From the big list provided in our prompt, the words that jump out at me all have a similar theme; Confidence. Coolness under fire. Courage. Self-reliance. Serenity. Will-power. All these things are important to me because they describe the way I want to see myself, and the way I want to be perceived by other people. The times in my life where I've felt the happiest have also been the times where I've felt the calmest, the most collected and confident. It's hard to rank how often I try to "live up" to things like "confidence" and "courage" because these are essentially just reactions, split-second choices made in moments of stress. The times when I have felt calm when I "should" have been stressed have come more as a welcome surprise than the result of any intentional practice or inner discipline.
One of my worst habits (as I see it) is to give advice when it hasn't been asked for. But, when I'm explicitly asked for my advice I can sometimes become self-conscious and full of doubt. Why is it easier for me to give unsolicited advice than give my true opinion when I am directly asked? First of all, there's less pressure, less expectation. The last time I was asked for advice was a request for tips on cooking an eggplant. I've cooked tons of eggplants. Yet I resorted to Google and two cookbooks before giving my final answer. If this had been a different conversation, I would have volunteered the information readily, along with amusing anecdotes of exploding eggplants in a broiler. Being asked for advice directly puts me in a position of accountability, and I'm afraid of being responsible for someone else's bad time, for someone else's exploding eggplant. So I want to get it exactly right.
The word I would add to the list in the prompt is Balance. Whatever goal I'm aiming for, it always seems like if that goal were to be distilled down to its essence, it would all come back to the concept of balance. Confidence is balancing the expectation of failure with the benefits of your experience and memory, self-reliance is the balancing of your expectations and dependencies with the knowledge that each action and reaction is ultimately your own decision.
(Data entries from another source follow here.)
PR #656, opened 2024-01-11
SNOW-937196: make correction on arrow version for uploading

sfc-gh-ext-simba-hx:
Fix the arrow version for artifacts uploading since the package on S3 for debug version seems broken and we need to re-upload.


sfc-gh-dstempniak (approved):
LGTM

PR #658, opened 2024-01-26
SNOW-983104: build with vs2022

sfc-gh-ext-simba-hx:
sdk issue 783
- Add build/test with vs2022 and required build flags (CFG, Qspectre, SDL, CETCOMPAT) for all components.
- CETCOMPAT is linking option so won't apply to static libs. Add it when linking option is available in build script just in case.
- openssl doesn't support CFG https://github.com/openssl/openssl/issues/22554
- add /wd4996 for azure to suppress the build error of deprecated function calls hopefully we could get that fixed when updating azure sdk to higher version.
- remove deprecated function call in libsnowflakeclient


scripts/_init.bat
```diff
@@ -61,6 +61,10 @@ if "%target_name%"=="" (
 
 set cmake_generator=
 set vsdir=
+if /I "%vs_version%"=="VS17" (
```
sfc-gh-dprzybysz, line 64: let's update README also https://github.com/snowflakedb/libsnowflakeclient?tab=readme-ov-file#windows

sfc-gh-dprzybysz (approved):

scripts/_init.bat
sfc-gh-ext-simba-hx: done

lib/platform.c
```diff
@@ -627,21 +628,35 @@ void STDCALL sf_os_version(char *ret, size_t size) {
...
-    //     6.1  Windows  7.0/Server 2008 R2
-    //     6.0  Windows  Vist/Server 2008 R1 (Not supported)
-    OSVERSIONINFOEX info;
-    ZeroMemory(&info, sizeof(OSVERSIONINFOEX));
-    info.dwOSVersionInfoSize = sizeof(OSVERSIONINFOEX);
-    GetVersionEx((LPOSVERSIONINFO)&info);
+    int majorVersion = 0;
+    int minorVersion = 0;
+
+    if (IsWindows10OrGreater())
```
sfc-gh-dprzybysz, line 634: our jenkins builds report problem with this function on VS14:
```
2024-02-07 03:35:57 snowflakeclient.lib(platform.obj) : error LNK2019: unresolved external symbol _IsWindows10OrGreater referenced in function _sf_os_version@8
```

sfc-gh-dprzybysz (changes requested):

lib/platform.c
sfc-gh-ext-simba-hx: @sfc-gh-dprzybysz 
It should be fixed with my changes.
I can't reproduce it on my local though since I've had vs2022 installed and the windows sdk updated to 10.x.
Please rerun the build on jenkins to ensure the issue is solved. It would take some effort for me to get a clear environment that  only has Windows sdk 8.1 available.

sfc-gh-dprzybysz: The build was successful on jenkins

sfc-gh-dprzybysz (approved):

PR #659, opened 2024-02-06
SNOW-983100: replace banned functions

sfc-gh-ext-simba-hx:
sdk issue 782, replace banned function in security review
- refactoring on sb_ functions mainly adding meaningful replacement on non-Windows
- deprecate sf_getenv and sf_strerror and having replacement of sf_getenv_s and sf_strerror_s passing in buffer by caller.


cpp/FileTransferAgent.cpp
```diff
@@ -19,7 +19,7 @@
 #include "EncryptionProvider.hpp"
 #include "logger/SFLogger.hpp"
 #include "snowflake/platform.h"
-#include "snowflake/Simba_CRTFunctionSafe.h"
+#include "snowflake/sb_CRTFunctionSafe.h"
```
sfc-gh-dprzybysz, line 22: why do we rename this file? isn't it kind of our public API?

cpp/FileTransferAgent.cpp
```diff
@@ -847,20 +847,20 @@ RemoteStorageRequestOutcome Snowflake::Client::FileTransferAgent::downloadSingle
      }
      catch (...) {
        std::string err = "Could not open file " + fileMetadata->destPath + " to downoad";
-       char* str_error = sf_strerror(errno);
+       char strerr_buf[1024];
```
sfc-gh-dprzybysz, line 850: for the error buffer we set size to 1024 in many places - should we create a constant from it?

tests/test_unit_proxy.cpp
```diff
@@ -107,11 +95,7 @@ void test_httpproxy_fromenv(void **unused)
 
 void test_noproxy_fromenv(void **unused)
 {
-    if (sf_getenv("all_proxy") || sf_getenv("https_proxy") ||
-        sf_getenv("http_proxy")) {
-        // skip the test if the test environment uses proxy already
-        return;
-    }
+    SKIP_IF_PROXY_ENV_IS_SET;
```
sfc-gh-dprzybysz, line 98: sometimes we use this constant with `;` sometimes not - let's pick one format

include/snowflake/platform.h
```diff
@@ -56,21 +56,13 @@ void STDCALL sf_tzset(void);
 
 int STDCALL sf_setenv(const char *name, const char *value);
 
-/* on Windows, this function allocate new memory, caller should free it */
-char *STDCALL sf_getenv(const char *name);
+char *STDCALL sf_getenv(const char *name, char *outbuf, size_t bufsize);
```
sfc-gh-dprzybysz, line 59: we are changing the public API of libsnowflakeclient - should we do this?

cpp/FileTransferAgent.cpp
sfc-gh-ext-simba-hx: remove Simba from the file name. We can keep the existing name though please let me know which one you prefer.

include/snowflake/platform.h
sfc-gh-ext-simba-hx: This is utility function used in libsnowflakeclient internally.
I don't think external application would rely on that (like sb_ functions, it's available in standard c lib getenv, strcpy, strcat...)
Here we don't have perfect secure replacement for getenv cross all platforms with exactly the same interface.
Having buffer allocation internally would require free on application side and have thread-safe issue as well.
I think changing the interface to force the application take care of the buffer is a better option compare to commenting in header file to ask for free after calling this function.

cpp/FileTransferAgent.cpp
sfc-gh-ext-simba-hx: done

tests/test_unit_proxy.cpp
sfc-gh-ext-simba-hx: done

include/snowflake/sb_CRTFunctionSafe.h
```diff
@@ -1,13 +1,9 @@
-// =================================================================================================
-///  @file Simba_CRTFunctionSafe.h
-///
-///  C Run-Time library functions' definitions for cross platform use.
-///
-///  Copyright (C) 2019 Simba Technologies Incorporated.
-// =================================================================================================
+/*
+ * Copyright (c) 2019-2024 Snowflake Computing, Inc. All rights reserved.
```
sfc-gh-dprzybysz, line 2: is it right to change the copyright here? if so then we could name the file with `sf_` prefix not `sb_`?

changing the file is breaking compatibility and we should consider it as a breaking change and release next version with bumped major part

include/snowflake/sb_CRTFunctionSafe.h
```diff
@@ -21,186 +17,257 @@
...
+
+    /// @brief Copy bytes between buffers.
+    ///
+    /// @param out_dest         Destination buffer. (NOT OWN)
+    /// @param in_destSize      Size of the destination buffer.
+    /// @param in_src           Buffer to copy from. (NOT OWN)
+    /// @param in_sizeToCopy    Number of bytes to copy.
+    ///
+    /// @return A pointer to destination; NULL if an error occurred. (NOT OWN)
+    static inline void* sb_memcpy(
```
sfc-gh-dprzybysz, line 40: should it be `sb_` or `sf_`? and why this method declaration has additional indentation?

include/snowflake/sb_CRTFunctionSafe.h
```diff
@@ -21,186 +17,257 @@
...
+/// @brief Copy a string.
+    ///
     /// @param out_dest         Destination string buffer. (NOT OWN)
     /// @param in_destSize      Size of the destination string buffer.
     /// @param in_src           Null-terminated source string buffer. (NOT OWN)
-    /// 
+    ///
     /// @return The destination string; NULL if an error occurred. (NOT OWN)
-    inline char* sb_strcpy(
+    static inline char* sb_strcpy(
```
sfc-gh-dprzybysz, line 87: should it be `sf_` or `sb_`? it's also the question for other places in this file

sfc-gh-dprzybysz:
@sfc-gh-ext-simba-hx SNOW-983110 is not the right id, it should be SNOW-983100

cpp/FileTransferAgent.cpp
sfc-gh-ext-simba-hx: reverted. Will handle that with a separated issue and PR

include/snowflake/platform.h
sfc-gh-ext-simba-hx: keep the existing interface unchanged and mark it deprecated to keep the backward compatibility.

include/snowflake/sb_CRTFunctionSafe.h
sfc-gh-ext-simba-hx: No change on this for now handle it in separated issue/PR

include/snowflake/platform.h
sfc-gh-dprzybysz: there are no depractions in this file - the old methods are still missing

include/snowflake/Simba_CRTFunctionSafe.h
```diff
@@ -21,186 +17,269 @@
...
+#define MACRO_TO_STRING(x) MACRO_TO_STRING2(x)
 
-#if defined(WIN32) || defined(_WIN64)   // For Windows
+#if defined(_MSC_VER)
+#define SF_MACRO_DEPRECATED_WARNING(MSG) __pragma(message ( __FILE__ "(" MACRO_TO_STRING(__LINE__) ") : warning C4996: " MSG))
+#else
+#define SF_MACRO_DEPRECATED_WARNING(MSG)  _Pragma(MACRO_TO_STRING(GCC warning MSG))
+#endif
 
-    #define sf_free_s(x)        free(x)
```
sfc-gh-dprzybysz, line 38: we are removing this define - should it be also deprecated?

sfc-gh-ext-simba-hx: Will make it deprecated as well just in case.
This is added recently https://github.com/snowflakedb/libsnowflakeclient/pull/602 with the problematic implementation of sf_getenv and sf_strerror and should not be there in the first place.
I don't think external user could use it in proper way. It can only be used to free buffer returned from  sf_getenv/sf_strerror and can't be used as regular free (since it does nothing on non-Windows).

sfc-gh-ext-simba-hx: done

include/snowflake/platform.h
sfc-gh-ext-simba-hx: platform.h includes Simba_CRTFunctionSafe.h at the top so it can get deprecations from there.
https://github.com/snowflakedb/libsnowflakeclient/pull/659/files#diff-25951124eb05ec39b13d5c29ce2c708d01d9363367ee8e7c1a946e1774cddc6eL49

sfc-gh-dprzybysz (approved):

PR #665, opened 2024-02-12
SNOW-989449: porting custom changes in curl and update build scripts

sfc-gh-ext-simba-hx:
sdk issue 801
second PR to port custom changes


deps/curl-8.6.0/lib/curl_addrinfo.c
```diff
@@ -47,6 +47,10 @@
 #  include <inet.h>
 #endif
 
+#if defined(USE_THREADS_POSIX) && defined(HAVE_PTHREAD_H)
```
sfc-gh-dprzybysz, line 50: this if condition is repeated many times - can we create one define for it?

sfc-gh-dprzybysz (approved):

deps/curl-8.6.0/lib/curl_addrinfo.c
sfc-gh-ext-simba-hx: Such condition is used in many places in original curl code like here
https://github.com/snowflakedb/libsnowflakeclient/blob/master/deps/curl-8.6.0/lib/easy_lock.h#L96
so I think better to keep it unchanged.

PR #667, opened 2024-02-14
SNOW-1056426: rename CRT functions

sfc-gh-ext-simba-hx:
sdk issue 873
Having changes in #659 to pass build. Will rebase after that's merged.
The actual changes are in the last commit: https://github.com/snowflakedb/libsnowflakeclient/pull/667/commits/b8898f563479257269da81ac27a51ec92a3ab6c1


include/snowflake/platform.h
```diff
@@ -46,7 +46,7 @@ typedef pthread_mutex_t SF_MUTEX_HANDLE;
 
 #endif
 
-#include "Simba_CRTFunctionSafe.h"
+#include "SF_CRTFunctionSafe.h"
```
sfc-gh-dprzybysz, line 49: to be compatible we should still include here `Simba_CRTFunctionSafe.h` because when include only `platform.h` then `sb_*` operations are missing?

sfc-gh-dprzybysz (changes requested):

sfc-gh-dprzybysz (approved):

PR #675, opened 2024-03-05
SNOW-983098: add original source code for arrow 15.0.0 and boost 1.81.0

sfc-gh-ext-simba-hx:
teamwork issue 780
Add original source code for arrow 15.0.0 and boost 1.81.0 which is the default boost version used by arrow 15.0.0 as well.
Removed source code for all other programing language in arrow:
- c_glib
- csharp
- go
- java
- js
- matlab
- python
- r
- ruby
- swift

Will have following PRs to update build scripts and docker image.


sfc-gh-dprzybysz (approved):
Thanks @sfc-gh-ext-simba-hx 
do you think we can also remove from the repo:
- deps/arrow-15.0.0/dev
- unused libraries from boost?

sfc-gh-ext-simba-hx:
> Thanks @sfc-gh-ext-simba-hx do you think we can also remove from the repo:
> 
> * deps/arrow-15.0.0/dev
> * unused libraries from boost?

I think that's possible but we would need to do that each time updating arrow/boost. The main purpose of removing code for other programing languages from arrow is to prevent false alarm from there in security check that we had before.
If no special reason I would prefer to keep the updating process simple.

PR #677, opened 2024-03-08
SNOW-983098: update centos7 docker image with gcc8.3

sfc-gh-ext-simba-hx:
arrow 15.x needs to be built with c++17 standard and need gcc update.

### DIFF
--- a/ci/_init.sh
+++ b/ci/_init.sh
@@ -23,7 +23,14 @@ TEST_IMAGE_VERSION_X64=1
 TEST_IMAGE_VERSION_AARCH64=3
 
 PLATFORM_ARCH=$(uname -p)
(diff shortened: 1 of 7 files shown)


sfc-gh-dprzybysz (approved):

ci/_init.sh
```diff
@@ -15,15 +15,22 @@ fi
 export DRIVER_NAME=libsnowflakeclient
 
 # Build images
-BUILD_IMAGE_VERSION_X64=1
+BUILD_IMAGE_VERSION_X64=2
```
sfc-gh-dprzybysz, line 18: let's change also `Dockerfile.libsnowflakeclient-centos7-default-test` to point to the new image

PR #681, opened 2024-03-12
SNOW-983096: add original source code for aws-sdk-cpp 1.11.283

sfc-gh-ext-simba-hx:
Will make follow up PRs to build with awssdk 1.11.283
It's a big change from 1.3.50 to 1.11.283 would need changes on both build script and source code.
Removed following unused files, would need to do the same for each version up afterwards:
- tests folders under root, generated, crt/aws-crt-cpp, crt/aws-crt-cpp/crt/*
- crt/aws-crt-cpp/crt/aws-lc/fuzz
- all subfolders under generated besides aws-cpp-sdk-s3*


sfc-gh-dprzybysz:
@sfc-gh-ext-simba-hx The PR is so big that GH is not able to show the diff - are we able to get rid of unnecessary files (e.g. tests, docs, ci scripts) and/or modules we con't need?

sfc-gh-dprzybysz:
@sfc-gh-ext-simba-hx Please also take a look at semgrep action output - we should have it green to merge

sfc-gh-dprzybysz (approved):

PR #689, opened 2024-03-21
SNOW-1007447: fixes for building issues when moving to new jenkins node

sfc-gh-ext-simba-hx:
After moving to new jenkins node some third-party libs in default searching path breaks the build. Adding NO_DEFAULT_PATH to all find_library() to avoid such issue.


sfc-gh-dstempniak (approved):

ci/build_win.bat
```diff
@@ -13,8 +13,11 @@ set curdir=%cd%
 set utils_script="%scriptdir%..\scripts\utils.bat"
 call %utils_script% :init_git_variables
 if %ERRORLEVEL% NEQ 0 goto :error
-pip install --upgrade --user awscli
-pip install awscli
+echo === creating venv
+py -3.7 -m venv venv
+call venv\scripts\activate
+python -m pip install -U pip > nul 2>&1
+python -m pip install -U awscli > nul 2>&1
```
sfc-gh-aszczepankiewicz, line 20: Thanks, that's what we need here. 

nit: Is awscli the only pip dependency installed? It is available globally on the new nodes, so you can also try just not installing it.

sfc-gh-aszczepankiewicz:
@sfc-gh-ext-simba-hx Can we also remove this? https://github.com/snowflakedb/libsnowflakeclient/pull/689/files#diff-bd550d0e48092dbff35bd5743177dd853a2ecbde2d169f2b6131b282e67ee9c6R8
7z is available in the PATH (and in a different location). Python is installed in a different location, and you already use it correctly with py -3.7.

PR #708, opened 2024-04-17
SNOW-983098: redo arrow update 15.0.0

sfc-gh-ext-simba-hx:
teamwork issue 780
temporarily add build number in libsnowflakeclient version to avoid replacing artifacts on s3 built with gcc5. Will remove when ODBC also move to gcc8.


sfc-gh-ext-simba-hx:
The SEGFAULT with Mac debug build is related to static regex defined in https://github.com/snowflakedb/libsnowflakeclient/blob/master/cpp/logger/SecretDetector.cpp when calling ~mem_block_cache at the ending of test application. Will get that fixed before asking for review.

sfc-gh-ext-simba-hx:
Confirmed no performance issue with adding `-DBOOST_REGEX_MAX_CACHE_BLOCKS=0`
regex is used by arrow also for logging in libsfc directly.
Tested with ODBC driver using testapp in teamwork issue 697 (fetch a large result using SQLGetData) with both loglevel=6 (1GB log generated) and loglevel=0, compared with 3.3.0, no performance issue found.
new build vs 3.3.0 in seconds
loglevel=6:   94.043 / 112.014
loglevel=0:   7.344 / 7.401

include/snowflake/version.h
```diff
@@ -5,6 +5,6 @@
 #ifndef SNOWFLAKE_CLIENT_VERSION_H
 #define SNOWFLAKE_CLIENT_VERSION_H
 
-#define SF_API_VERSION "1.0.10"
+#define SF_API_VERSION "1.0.10.1"
```
sfc-gh-dprzybysz, line 8: why do we bump the version here? cannot we use 1.0.10?

sfc-gh-ext-simba-hx: changed back.

sfc-gh-dprzybysz (approved):

PR #709, opened 2024-04-24
force to use odbc image for debugging

sfc-gh-ext-simba-hx:
for debugging purpose. Never merge.


sfc-gh-ext-simba-hx:
Close as debugging finished.

PR #26, opened 2018-05-02
Expand schema to support V2

njgheorghita:
### What was wrong?
- Package schema didn't support some V2 adjustments, like limiting contract name length, bytecode objects, and content-addressed uri's
- Minor changes necessary to update dependencies
- Some general cleanup 

#### Cute Animal Picture
image


ethpm/assets/test_greeter.py
```diff
@@ -1,15 +0,0 @@
-def test_greeter(chain):
```
njgheorghita: I just deleted this file, since it didn't appear to be of much importance - but I could be wrong?

ethpm/assets/package.schema.v2.json
```diff
@@ -2,14 +2,14 @@
...
-    "spec_version",
+    "manifest_version",
     "package_name",
     "version"
   ],
   "version": "2",
   "additionalProperties": false,
   "properties": {
-    "spec_version": {
+    "manifest_version": {
```
njgheorghita: I went with "manifest_version" - seemed like a better descriptor and that's what the guys at truffle went with. https://github.com/trufflesuite/ethpm-js/blob/master/templates/epm.json

ethpm/assets/test_greeter.py
pipermerriam: probably leftover from a copy/paste between projects.

ethpm/assets/package.schema.v2.json
```diff
@@ -2,14 +2,14 @@
   "title": "Release Package Specification",
   "type": "object",
   "required": [
-    "spec_version",
+    "manifest_version",
```
pipermerriam: Assuming this file is largely copy/pasted from the `ethpm-spec` repository, maybe we should include that repository as a submodule to this one and just reference the spec through the submodule.  Should be way easier to stay up-to-date with the main spec that way.

njgheorghita: @pipermerriam not sure how long it'll take the schema in `ethpm-spec` to get updated? is it cool to go ahead and merge this (there's also some unrelated cleanup) - and i'll add referencing `ethpm-spec`'s spec via submodule as an issue here to be done once `ethpm-spec` pr's get merged?

pipermerriam: Go for it.

PR #31, opened 2018-05-05
Use non-comment type annotation

cburgdorf:
### What was wrong?

The comment type annotations are only needed for Python 3.5 support which I assume isn't a goal for this project. Comment type annotations have several disadvantages over proper ones.

### How was it fixed?

Used proper type annotation.

#### Cute Animal Picture

Cute animal picture

### DIFF
--- a/ethpm/__init__.py
+++ b/ethpm/__init__.py
@@ -11,6 +11,6 @@ if sys.version_info.major < 3:
 
 
 BASE_DIR = os.path.dirname(__file__)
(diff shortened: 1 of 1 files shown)


pipermerriam:
Python 3.5 support is going to be required for this project as it'll end up as a dependency to web3.py which will support python 3.5 for the foreseeable future.

cburgdorf:
Oh. That's unfortunate. Good to know. Need to revert this then. Also need
to set up CI to fail on non 3.5 compliant code.

njgheorghita:
@cburgdorf made the change back to comment types in #23

PR #32, opened 2018-05-05
Add some custom type hints

njgheorghita:
### What was wrong?
Added a `ContractName` and `URI` type to help distinguish from regular `str`s when type checking 

#### Cute Animal Picture
image


njgheorghita:
@cburgdorf @pipermerriam Any rules of thumb for when I should think to reach for a custom type instead of a generic?

eth_typing/__init__.py
```diff
@@ -0,0 +1,4 @@
+from .misc import (
```
cburgdorf: I think we should find a different directory name. It's probably inspired by the `eth_typing` in the `py-evm` project but the reason that is called `eth_typing` there is because it is really intended to be moved out of the project to become a package of shared types that are used across various ethereum projects.

In this particular case though, I think we just need a place to put various types for *this* project. I would vote for creating a directory `typing` directly under `eth_pm`

cburgdorf:
As a rule of thumb: A `NewType` makes sense where you want to semantically differentiate something that you can not differentiate based on the raw shape of it. The canonical example is an API that wants to consume a distance in *miles* which, without a `NewType` is usually represented as an `int`. Calling this API with a distance in *kilometers* will obviously yield faulty results but the type system can't help you as it has no idea what kind of `int` the method should accept. 

I find `URI` a good example (in fact `URI` exists as a proper type in many languages anyway). I think `ContractName` is a bit more controversial but I think we can just try to be restrictive and see how it feels.

eth_typing/__init__.py
njgheorghita: @cburgdorf Yup, was inspired by `py-evm`, but your suggestion makes sense to me.

PR #33, opened 2018-05-10
Minor tweaks to json schema

njgheorghita:
### What was wrong?
- The json schema and packages needed some tweaking to catch up to V2

### How was it fixed?
- Tweaked things

#### Cute Animal Picture
image


ethpm/__init__.py
```diff
@@ -11,6 +11,6 @@
 
 
 BASE_DIR = os.path.dirname(__file__)
-ASSETS_DIR: str = os.path.join(BASE_DIR, 'assets')
+ASSETS_DIR = os.path.join(BASE_DIR, 'assets')  # type: str
```
njgheorghita: change for python 3.5 compliance

ethpm/assets/package.schema.v2.json
```diff
@@ -182,10 +188,11 @@
 	  "title": "Contract Bytecode",
 	  "type": "object",
 	  "required": ["bytecode"],
+	  "additionalProperties": false,
 	  "properties": {
 		"bytecode": {
 		  "type": "string",
-		  "pattern": "^0x[0-9a-fA-Ffff]*$"
+		  "pattern": "^0x[0-9a-zA-Z_]*$"
```
njgheorghita: Made this change since bytecode will have contract names in them? which would require all the chars. Though this might change as `ethpm-spec` #70 gets finalized

ethpm/assets/package.schema.v2.json
```diff
@@ -81,6 +81,7 @@
     "PackageMeta": {
       "title": "Metadata about the package",
       "type": "object",
+	  "additionalProperties": false,
```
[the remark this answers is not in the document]
pipermerriam: Take a look here:

https://github.com/ethpm/ethpm-spec/blob/master/package.spec.md#document-specification

We're currently explicit about allowing extra fields at least at the top level of the package.  I can see an argument for being **very** strict, however, I think that allowing additional fields is a good thing as it allows the spec to be *extended*.  For example, an organization might add an `x-signature` field to the package meta to ship a digital signature around within each of the packages they produce.  Other implementations can easily just ignore such extra fields.

Are there any specific problems you see arising from extra field inclusion?

ethpm/assets/package.schema.v2.json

This commitment to balance could help to lessen stereotype threat because it includes a constant analysis of motivation. Am I acting a certain way based on my own thoughts, feelings and opinions, or am I being influenced by my desire to appear a certain way to other people? These are hard things to untangle, but I have to get over the nasty habit of questioning my decisions and just charge forward with the knowledge that while I will push myself to perform to the best of my abilities, I will not lose sight of the things that bring calmness, order and stability to my life.